The Paperwork

The administration for this trip seems far more complicated than for our last adventure. We think our lives have become too complicated!We had heard it said that you need to spend as long planning a trip like this as you intend to spend on it. If that were the case we were stuffed before we started. There was certainly a lot to do and no where near enough time to do it. Just working out how to get to the start and get home from the finish was a challenge.

I had frequent flyer points to use but there were no FF flights to London. New York looked good for a stop over and flights were available. We decided to take a few days off en route just to use the points.

Using the net, we booked some flights, enough to get us going, and some accommodation, enough to get us started. Our budget was already starting to creak and D Day was still weeks away.
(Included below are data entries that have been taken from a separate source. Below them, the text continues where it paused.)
PR #4656, opened 2023-06-15
zed create: Add -use flag

mattnibs:
Add -use flag to zed create that if activated sets the created pool as the current pool for future operations.

### DIFF
--- a/cmd/zed/create/command.go
+++ b/cmd/zed/create/command.go
@@ -5,6 +5,7 @@ import (
 	"flag"
 	"fmt"
 
+	"github.com/brimdata/zed/cli/poolflags"
 	"github.com/brimdata/zed/cmd/zed/root"
 	"github.com/brimdata/zed/lake/data"
 	"github.com/brimdata/zed/order"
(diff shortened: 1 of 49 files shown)


cmd/zed/create/command.go
```diff
@@ -48,9 +50,10 @@ func New(parent charm.Command, f *flag.FlagSet) (charm.Command, error) {
 		seekStride: units.Bytes(data.DefaultSeekStride),
 	}
 	c.thresh = data.DefaultThreshold
+	f.Var(&c.seekStride, "seekstride", "size of seek-index unit for ZNG data, as '32KB', '1MB', etc.")
 	f.Var(&c.thresh, "S", "target size of pool data objects, as '10MB' or '4GiB', etc.")
```
nwt, line 54: Nit: Keep the c.thresh assignment adjacent to the corresponding f.Var call.
```suggestion
	f.Var(&c.seekStride, "seekstride", "size of seek-index unit for ZNG data, as '32KB', '1MB', etc.")
	c.thresh = data.DefaultThreshold
	f.Var(&c.thresh, "S", "target size of pool data objects, as '10MB' or '4GiB', etc.")
```

nwt (approved):

PR #195, opened 2025-06-14
Rework pipeline shader spec info

kevyuu:


67_RayQueryGeometry/app_resources/render.comp.hlsl
```diff
@@ -6,13 +6,25 @@
...
 
+
 using namespace nbl::hlsl;
 
 [[vk::push_constant]] SPushConstants pc;
 
 [[vk::binding(0, 0)]] RaytracingAccelerationStructure topLevelAS;
 
 [[vk::binding(1, 0)]] RWTexture2D<float4> outImage;
+[[vk::constant_id(0)]] const float shader_variant = 1.0;
```
devshgraphicsprogramming, line 17: why float and not `uint32_t` ?

PR #205, opened 2025-07-24
Implementing streamed tiles system for big georeferenced images

Fletterio:


62_CAD/DrawResourcesFiller.cpp
```diff
@@ -705,17 +704,17 @@ bool DrawResourcesFiller::ensureGeoreferencedImageAvailability_AllocateIfNeeded(
...
 			{
-				cachedImageRecord->type = georeferenceImageType;
+				cachedImageRecord->type = manager.imageType;
 				cachedImageRecord->state = ImageState::CREATED_AND_MEMORY_BOUND;
 				cachedImageRecord->lastUsedFrameIndex = currentFrameIndex; // there was an eviction + auto-submit, we need to update AGAIN
 				cachedImageRecord->allocationOffset = allocResults.allocationOffset;
 				cachedImageRecord->allocationSize = allocResults.allocationSize;
 				cachedImageRecord->gpuImageView = allocResults.gpuImageView;
-				cachedImageRecord->staticCPUImage = nullptr;
+				cachedImageRecord->staticCPUImage = manager.georeferencedImageParams.geoReferencedImage;
```
Erfan-Ahmadi, line 717: this should stay nullptr, georeferenced images should have nothing to do with staticCPUImage. the cacheImageRecord only holds the status of the gpu allocated georef image.
then you just copy your regions with buffers into it.

Erfan-Ahmadi: i.e.  the cpu image should only be part of the loader and not the draw resources filler OR the tile calculator

62_CAD/DrawResourcesFiller.cpp
```diff
@@ -631,20 +631,19 @@ bool DrawResourcesFiller::ensureMultipleStaticImagesAvailability(std::span<Stati
 	return true;
 }
 
-bool DrawResourcesFiller::ensureGeoreferencedImageAvailability_AllocateIfNeeded(image_id imageID, const GeoreferencedImageParams& params, SIntendedSubmitInfo& intendedNextSubmit)
+bool DrawResourcesFiller::ensureGeoreferencedImageAvailability_AllocateIfNeeded(StreamedImageManager& manager, SIntendedSubmitInfo& intendedNextSubmit)
```
Erfan-Ahmadi, line 634: Ok so I have a few requests about this.
This function should only care about the GPU allocation and the image itself and decide which resolution to create it with. (+ if it's better to go full res or streamed)
And you can know these with only 1. OriginalImageResolution 2. ViewportResolution 3. TileSize 
I don't see any need for the manager to go through here.
If this function is doing more than just figuring out what resolution to allocate the image in the vram with, then it's a sign something is wrong.
-----
then when you're in `addGeorefImage` function, you can look up the cached image and see if it was decided to be "Stremead" or "FullRes" depending on that, you either request loading the whole shit from the loader OR you request tiles (through your tile manager or whatever)

62_CAD/DrawResourcesFiller.cpp
```diff
@@ -2461,30 +2470,43 @@ DrawResourcesFiller::ImageAllocateResults DrawResourcesFiller::tryCreateAndAlloc
...
-	if (outImageType == ImageType::GEOREFERENCED_FULL_RESOLUTION)
+	if (manager.imageType == ImageType::GEOREFERENCED_FULL_RESOLUTION)
 	{
 		outImageParams.extent = { georeferencedImageParams.imageExtents.x, georeferencedImageParams.imageExtents.y, 1u };
 	}
 	else
 	{
-		// TODO: Better Logic, area around the view, etc...
-		outImageParams.extent = { georeferencedImageParams.viewportExtents.x, georeferencedImageParams.viewportExtents.y, 1u };
+		// Pad sides to multiple of tileSize. Even after rounding up, we might still need to add an extra tile to cover both sides.
```
Erfan-Ahmadi, line 2496: continuing from https://github.com/Devsh-Graphics-Programming/Nabla-Examples-and-Tests/pull/205/files#r2242153374
I believe these calculations is better if done inside `addGeorefImage` function

62_CAD/main.cpp
```diff
@@ -361,6 +364,173 @@ bool performImageFormatPromotionCopy(const core::smart_refctd_ptr<asset::ICPUIma
...
+		return mipLevels[0]->getCreationParameters().format;
+	}
+
+private:
+	// These are here for the example, might not be class members when porting to n4ce
+	asset::IAssetManager* m_assetMgr = {};
+	system::ILogger* m_logger = {};
+	video::IPhysicalDevice* m_physicalDevice = {};
+	// We're going to fake it in the example so it's easier to work with, but the interface remains
+	core::vector<smart_refctd_ptr<ICPUImage>> mipLevels = {};
```
Erfan-Ahmadi, line 531: Unurgent + Unimportant (but I have to ask): 
an ICPUImage can have mip levels inside it. 
and why load images separately? I think `.exr` can hold multiple mip levels by itself and our loader can handle that.

62_CAD/main.cpp
```diff
@@ -494,10 +664,11 @@ class ComputerAidedDesign final : public nbl::examples::SimpleWindowedApplicatio
 		
 		// Static Image Sampler
 		{
+			constexpr auto wrapMode = mode == ExampleMode::CASE_12 ? IGPUSampler::E_TEXTURE_CLAMP::ETC_REPEAT : IGPUSampler::E_TEXTURE_CLAMP::ETC_MIRROR;
```
Erfan-Ahmadi, line 667: no need for this if it didn't mess up other examples

62_CAD/DrawResourcesFiller.cpp
```diff
@@ -729,13 +729,23 @@ bool DrawResourcesFiller::ensureGeoreferencedImageAvailability_AllocateIfNeeded(
...
 				cachedImageRecord->state = ImageState::CREATED_AND_MEMORY_BOUND;
 				cachedImageRecord->lastUsedFrameIndex = currentFrameIndex; // there was an eviction + auto-submit, we need to update AGAIN
 				cachedImageRecord->allocationOffset = allocResults.allocationOffset;
 				cachedImageRecord->allocationSize = allocResults.allocationSize;
 				cachedImageRecord->gpuImageView = allocResults.gpuImageView;
 				cachedImageRecord->staticCPUImage = nullptr;
+				cachedImageRecord->georeferencedImageState = GeoreferencedImageStreamingState::create(std::move(params));
+
+				// This is because gpu image is square
+				cachedImageRecord->georeferencedImageState->maxResidentTiles = cachedImageRecord->gpuImageView->getCreationParameters().image->getCreationParameters().extent.width / GeoreferencedImageTileSize;
```
Erfan-Ahmadi, line 742: This is assuming width = height (due to rotation)?

62_CAD/DrawResourcesFiller.cpp
```diff
@@ -729,13 +729,23 @@ bool DrawResourcesFiller::ensureGeoreferencedImageAvailability_AllocateIfNeeded(
...
+				
+				auto& maxImageTileIndices = cachedImageRecord->georeferencedImageState->maxImageTileIndices;
+				maxImageTileIndices = cachedImageRecord->georeferencedImageState->georeferencedImageParams.imageExtents / uint32_t2(GeoreferencedImageTileSize, GeoreferencedImageTileSize);
+				// If it fits perfectly along any dimension, we need one less tile with this scheme
+				maxImageTileIndices -= uint32_t2(maxImageTileIndices.x * GeoreferencedImageTileSize == cachedImageRecord->georeferencedImageState->georeferencedImageParams.imageExtents.x,
```
Erfan-Ahmadi, line 747: so maxResidentTiles is related to the gpu image we allocated it's only a single number because it's square.
maxResidentTiles is a bit misleading, maybe name that to contain "sideLength" or "dimension" in it's name.
I assume maxResidentTiles would be the number of resident tiles not sqrt of it

Erfan-Ahmadi, line 747: feels like you could just do `(imageExtents - 1) / TileSize` instead of this bool checker and -1, if it's exactly divisible by TileSize it gives you what you want.

it's very similar we decide how many groups to dispatch a compute shader with ( it's not Count/GroupSize but (Count-1)/GroupSize+1

62_CAD/DrawResourcesFiller.cpp
```diff
@@ -897,11 +907,28 @@ void DrawResourcesFiller::addGeoreferencedImage(image_id imageID, const Georefer
 		return;
 	}
 
+	// Query imageType
+	auto cachedImageRecord = imagesCache->peek(imageID);
+	if (!cachedImageRecord)
+	{
+		m_logger.log("addGeoreferencedImage was not called immediately after enforceGeoreferencedImageAvailability!", nbl::system::ILogger::ELL_ERROR);
+		assert(false);
```
Erfan-Ahmadi, line 915: return also, there is no point in proceeding

62_CAD/DrawResourcesFiller.cpp
```diff
@@ -897,11 +907,28 @@ void DrawResourcesFiller::addGeoreferencedImage(image_id imageID, const Georefer
...
+	}
+
+	// Generate upload data
+	auto uploadData = generateTileUploadData(cachedImageRecord->type, NDCToWorld, cachedImageRecord->georeferencedImageState.get());
```
Erfan-Ahmadi, line 919: It seems like it's caculating tiles to load and then requesting loading them.
maybe a better name along "computeTilesAndLoad"
I'm also thinking about if separating this into two function "compute" + "load" would do us any benefit when we use futures (instead of actually loading them on demand)
but I don't think so, this function can just return a bunch of futures to hold onto and wait upon...

62_CAD/DrawResourcesFiller.h
```diff
@@ -660,9 +692,9 @@ struct DrawResourcesFiller
 	 *
 	 * @param[out] outImageParams Structure to be filled with image creation parameters (format, size, etc.).
 	 * @param[out] outImageType Indicates whether the image should be fully resident or streamed.
-	 * @param[in] georeferencedImageParams Parameters describing the full image extents, viewport extents, and format.
+	 * @param[in] manager Manager for the georeferenced image
```
Erfan-Ahmadi, line 695: comment should probably change here

62_CAD/main.cpp
Fletterio: I didn't know the `.exr` could have all the mips by itself by default, so rn each mip level is a different `.exr`

62_CAD/Images.h
```diff
@@ -109,6 +109,71 @@ struct ImageCleanup : public core::IReferenceCounted
...
+
+		// 2. Change of Basis. Since {dirU, dirV} are orthogonal, the matrix to change from world coords to `span{dirU, dirV}` coords has a quite nice expression
+		//    Non-uniform scaling doesn't affect this, but this has to change if we allow for shearing (basis vectors stop being orthogonal)
+		float64_t2 dirU = retVal->georeferencedImageParams.worldspaceOBB.dirU;
+		float64_t2 dirV = float32_t2(dirU.y, -dirU.x) * retVal->georeferencedImageParams.worldspaceOBB.aspectRatio;
+		float64_t dirULengthSquared = nbl::hlsl::dot(dirU, dirU);
+		float64_t dirVLengthSquared = nbl::hlsl::dot(dirV, dirV);
+		float64_t2 firstRow = dirU / dirULengthSquared;
+		float64_t2 secondRow = dirV / dirVLengthSquared;
+		float64_t2x2 changeOfBasisMatrix(firstRow, secondRow);
```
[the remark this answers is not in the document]
Fletterio: Almost, the shift still needs to be post-rotated, so it's 2x2 times 2x1 product

62_CAD/Images.h
```diff
@@ -109,6 +109,71 @@ struct ImageCleanup : public core::IReferenceCounted
...
+	}
+
+	GeoreferencedImageParams georeferencedImageParams = {};
+	std::vector<std::vector<bool>> currentMappedRegionOccupancy = {};
+
+	// These are NOT UV, pixel or tile coords into the mapped image region, rather into the real, huge image
+	// Tile coords are always in mip 0 tile size. Translating to other mips levels is trivial
+	float64_t2 transformWorldCoordsToUV(const float64_t3 worldCoordsH) const { return nbl::hlsl::mul(world2UV, worldCoordsH); }
+	float64_t2 transformWorldCoordsToPixelCoords(const float64_t3 worldCoordsH) const { return float64_t2(georeferencedImageParams.imageExtents) * transformWorldCoordsToUV(worldCoordsH); }
+	float64_t2 transformWorldCoordsToTileCoords(const float64_t3 worldCoordsH, const uint32_t TileSize) const { return (1.0 / TileSize) * transformWorldCoordsToPixelCoords(worldCoordsH); }
```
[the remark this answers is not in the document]
Fletterio: Homogenous! To indicate what the third component is. If it's clear from context I can drop the H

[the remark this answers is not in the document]
Erfan-Ahmadi: Drop the H, no homo

62_CAD/DrawResourcesFiller.h
```diff
@@ -120,6 +122,36 @@ struct DrawResourcesFiller
...
+	asset::E_FORMAT queryGeoreferencedImageFormat(std::filesystem::path imagePath)
+	{
+		return georeferencedImageLoader->getFormat(imagePath);
+	}
+
+	// These are vulkan standard, might be different in n4ce!
+	constexpr static float64_t3 topLeftViewportNDC = float64_t3(-1.0, -1.0, 1.0);
+	constexpr static float64_t3 topRightViewportNDC = float64_t3(1.0, -1.0, 1.0);
+	constexpr static float64_t3 bottomLeftViewportNDC = float64_t3(-1.0, 1.0, 1.0);
+	constexpr static float64_t3 bottomRightViewportNDC = float64_t3(1.0, 1.0, 1.0);
```
Erfan-Ahmadi, line 154: I like that you documented your assumptions, we always use vulkan standard.

we will probably need to document these assumptions with a more "Global" settings.

After giving it some thought, I think the ndc standard choice should be documented for Nabla. (yes we use Vulkan internally) but  I think it's Nabla's job to decide and force a standard.

So my suggestion is move these locally to the function you're using them in and write a single comment about this assumption. It's no biggie

62_CAD/DrawResourcesFiller.cpp
```diff
@@ -2649,4 +2684,256 @@ void DrawResourcesFiller::flushDrawObjects()
 		drawCalls.push_back(drawCall);
 		drawObjectsFlushedToDrawCalls = resourcesCollection.drawObjects.getCount();
 	}
+}
+
+DrawResourcesFiller::TileUploadData DrawResourcesFiller::generateTileUploadData(const ImageType imageType, const float64_t3x3& NDCToWorld, GeoreferencedImageStreamingState* imageStreamingState)
+{
+	// I think eventually it's better to just transform georeferenced images that aren't big enough into static images and forget about them
```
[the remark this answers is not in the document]
Erfan-Ahmadi: the criteria should be: the memory the image consumes is smaller than the GPU-resident image used for streaming

62_CAD/DrawResourcesFiller.cpp
```diff
@@ -2649,4 +2684,256 @@ void DrawResourcesFiller::flushDrawObjects()
...
+
+	// Dangerous code - assumes image can be perfectly covered with tiles. Otherwise will need to handle edge cases
+	// TODO: All of this code only works for mip 0. Needs to be changed next to upload mip 1.
+	// Eventually this is all replaced by a few uploads to staging buffer + CS mip calc
+	for (uint32_t tileX = viewportTileRange.topLeft.x; tileX <= viewportTileRange.bottomRight.x; tileX++)
+	{
+		for (uint32_t tileY = viewportTileRange.topLeft.y; tileY <= viewportTileRange.bottomRight.y; tileY++)
+		{
+			// Compute tile offset relative to `currentMappedRegion.topLeft`, to get tile index into the gpu image
+			uint32_t2 gpuImageTileIndex = ((uint32_t2(tileX, tileY) - imageStreamingState->currentMappedRegion.topLeft) + imageStreamingState->gpuImageTopLeft) % imageStreamingState->gpuImageSideLengthTiles;
```
Erfan-Ahmadi, line 2803: I would make this a function in the imageStreamingState. It gets global tile index and returns gpuTileIndex, it's also and implicit documentation on how the tiling with toroidal updating works

62_CAD/DrawResourcesFiller.cpp
```diff
@@ -2649,4 +2684,256 @@ void DrawResourcesFiller::flushDrawObjects()
...
+			uint32_t2 imageOffset = gpuImageTileIndex * GeoreferencedImageTileSize;
+			bufCopy.imageOffset = { imageOffset.x, imageOffset.y, 0u };
+			bufCopy.imageExtent.width = GeoreferencedImageTileSize;
+			bufCopy.imageExtent.height = GeoreferencedImageTileSize;
+			bufCopy.imageExtent.depth = 1;
+
+			tiles.emplace_back(imageStreamingState->georeferencedImageParams.format, std::move(tile), std::move(bufCopy));
+
+			// Upload the smaller tile to mip 1
+			tile = georeferencedImageLoader->load(imageStreamingState->georeferencedImageParams.storagePath, uint32_t2(tileX, tileY) * (GeoreferencedImageTileSize >> 1), uint32_t2(GeoreferencedImageTileSize, GeoreferencedImageTileSize) >> 1u, imageStreamingState->currentMappedRegion.baseMipLevel + 1);
```
Erfan-Ahmadi, line 2828: for `GeoreferencedImageTileSize >> 1` make another constexpr next to it called (GeoreferencedImageTileSizeMip1), it shows how we're using two mip levels and the tile size for loading mip 1 is different

62_CAD/DrawResourcesFiller.cpp
```diff
@@ -2649,4 +2684,256 @@ void DrawResourcesFiller::flushDrawObjects()
...
+
+			asset::IImage::SBufferCopy bufCopy;
+			bufCopy.bufferOffset = 0;
+			bufCopy.bufferRowLength = GeoreferencedImageTileSize;
+			bufCopy.bufferImageHeight = 0;
+			bufCopy.imageSubresource.aspectMask = IImage::EAF_COLOR_BIT;
+			bufCopy.imageSubresource.mipLevel = 0u;
+			bufCopy.imageSubresource.baseArrayLayer = 0u;
+			bufCopy.imageSubresource.layerCount = 1u;
+			uint32_t2 imageOffset = gpuImageTileIndex * GeoreferencedImageTileSize;
```
Erfan-Ahmadi, line 2819: name gpuImageOffset for clarity that this is not related to the large georef image but the resident one

62_CAD/DrawResourcesFiller.cpp
```diff
@@ -2649,4 +2684,256 @@ void DrawResourcesFiller::flushDrawObjects()
...
+	// Compute the mip level and tile range we would need to encompass the viewport
+	GeoreferencedImageTileRange viewportTileRange = computeViewportTileRange(NDCToWorld, imageStreamingState);
+
+	// A base mip level of x in the current mapped region means we can handle the viewport having mip level y, with x <= y < x + 1.0
+	// without needing to remap the region. When the user starts zooming in or out and the mip level of the viewport falls outside this range, we have to remap
+	// the mapped region.
+	const bool mipBoundaryCrossed = viewportTileRange.baseMipLevel != imageStreamingState->currentMappedRegion.baseMipLevel;
+
+	// If we moved a huge amount in any direction, no tiles will remain resident, so we simply reset state
+	const bool relativeShiftTooBig = nbl::hlsl::any
```
Erfan-Ahmadi, line 2704: add "this is considering no mip boundary crossing" to the comments of this, because it should be only evaluated when no mip boundary was crossed

62_CAD/DrawResourcesFiller.cpp
```diff
@@ -2649,4 +2684,256 @@ void DrawResourcesFiller::flushDrawObjects()
...
+
+	// Last, we need to figure out an obb that covers only the currently loaded tiles
+
+	OrientedBoundingBox2D viewportWorldspaceOBB = imageStreamingState->georeferencedImageParams.worldspaceOBB;
+	// The original image `dirU` corresponds to `maxImageTileIndices.x + 1` mip 0 tiles (provided it's exactly that length in tiles)
+	// Dividing dirU by `maxImageTileIndices + (1,1)` we therefore get a vector that spans exactly one mip 0 tile (in the u direction) in worldspace. 
+	// Multiplying that by `2^mipLevel` we get a vector that spans exactly one mip `mipLevel` tile (in the u direction)
+	const float32_t2 oneTileDirU = imageStreamingState->georeferencedImageParams.worldspaceOBB.dirU / float32_t(imageStreamingState->fullImageLastTileIndices.x + 1u) * float32_t(1u << imageStreamingState->currentMappedRegion.baseMipLevel);
+	const float32_t2 oneTileDirV = float32_t2(oneTileDirU.y, -oneTileDirU.x) * viewportWorldspaceOBB.aspectRatio;
+	viewportWorldspaceOBB.topLeft += oneTileDirU * float32_t(viewportTileRange.topLeft.x);
```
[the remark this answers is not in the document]
Erfan-Ahmadi: make sure you document next to the struct that this value (topLeftTile) is based on the baseMipLevel

62_CAD/DrawResourcesFiller.cpp
Fletterio: On the first pass I just check how many tiles I need to upload, then reserve a vector of that length, then fill it out

Fletterio: But I think I get what you mean, I can return two pairs of uints from this first function and use that to get tiles from the loader and upload them

62_CAD/DrawResourcesFiller.cpp
```diff
@@ -2649,4 +2684,256 @@ void DrawResourcesFiller::flushDrawObjects()
...
+	viewportWorldspaceOBB.topLeft += oneTileDirV * float32_t(viewportTileRange.topLeft.y);
+
+	const uint32_t2 viewportTileLength = viewportTileRange.bottomRight - viewportTileRange.topLeft + uint32_t2(1, 1);
+	viewportWorldspaceOBB.dirU = oneTileDirU * float32_t(viewportTileLength.x);
+	viewportWorldspaceOBB.aspectRatio = float32_t(viewportTileLength.y) / float32_t(viewportTileLength.x);
+	
+	// UV logic currently ONLY works when the image not only fits an integer amount of tiles, but also when it's a PoT amount of them
+	// (this means every mip level also gets an integer amount of tiles).
+	// When porting to n4ce, for the image to fit an integer amount of tiles (instead of rewriting the logic) we can just pad the right/bottom sides with alpha=0 pixels
```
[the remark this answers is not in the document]
Fletterio: Ah wait nvm I can just clamp the uv ig? I'll give that a try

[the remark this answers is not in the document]
Erfan-Ahmadi: nice catch! so even if we copy only a sub-region the other parts should be invisible and not hold some previous data.
easy fix for now would be to return full tile from the loader and set alpha to 0.
Playing with UV is also a smart idea, will work. note that this issue will only pop-up at the right or bottom side of the larger sized image where you "shrink" your mapped region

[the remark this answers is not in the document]
Erfan-Ahmadi: You seem to know what to do. Do it and show me how it works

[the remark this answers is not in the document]
Erfan-Ahmadi: ouch... 
so many problems with nPoT (discussions in discord since a few days ago)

A visit to the travel doctor was another round of financial misery. Fortunately we were given blood tests to determine our level anti-bodies for the common diseases. After years of traveling to “interesting” places, we had been inoculated so many times that we had immunity to EDKM, or at least the common strains, so we were spared the worst of the misery.

Nonetheless, two rounds of injections and funny tasting liquids left us out of pocket by hundreds of dollars. And that was just the beginning. Being of mature disposition, we both had to acquire enough drugs of various sorts to last a year or so (more money) along with a range of medical supplies sufficient for a small war. At this point it was as well that the kids had left home as we were looking for something of value to sell to pay down the credit card debt.

But it wasn’t finished. Dental checks, spare glasses, updated wills, overseas medical insurances, mail redirection, traveling cloths, GPS mapping and all sorts of other “special” purchases clicked over day by day. At this rate we would be broke before we started.

While we watched the money flow out, there was plenty to keep our mind occupied. Dozens of documents needed to be copied or scanned into the computer. Our “contacts” files were brought up to date, newspaper deliveries were stopped and all manner of services and insurances were suspended.

There were several meetings with the accountant and financial adviser during which we tried to convince ourselves that we could do this and not sentence ourselves to a life of penury. We developed a feeling that the adventure would not be pain free in the years to come but we put it out of our minds and pressed on. Sometimes you just have to do that.

When we started to eat out the larder and give away the meat from our freezer to neighbors, we knew we were close. Emptying our little swimming pool and making cotton drops to cover the doors and windows was another clue. But what sealed the thing was the morning, with just a day to go, that we pumped out our water bed and moved into the guest room.

Now this might seem like a small thing in the big scheme of things, but we had been very happy in this bend for nearly 20 years. It had always been a comfort and a sanctuary. Cozy and comfortable on a cold night and always welcoming after the shortest trip away, this was “our” personal space. Now it was gone. Our life had been simplified and disentangled from our world to the point that we were camping in our own home. It was time to go.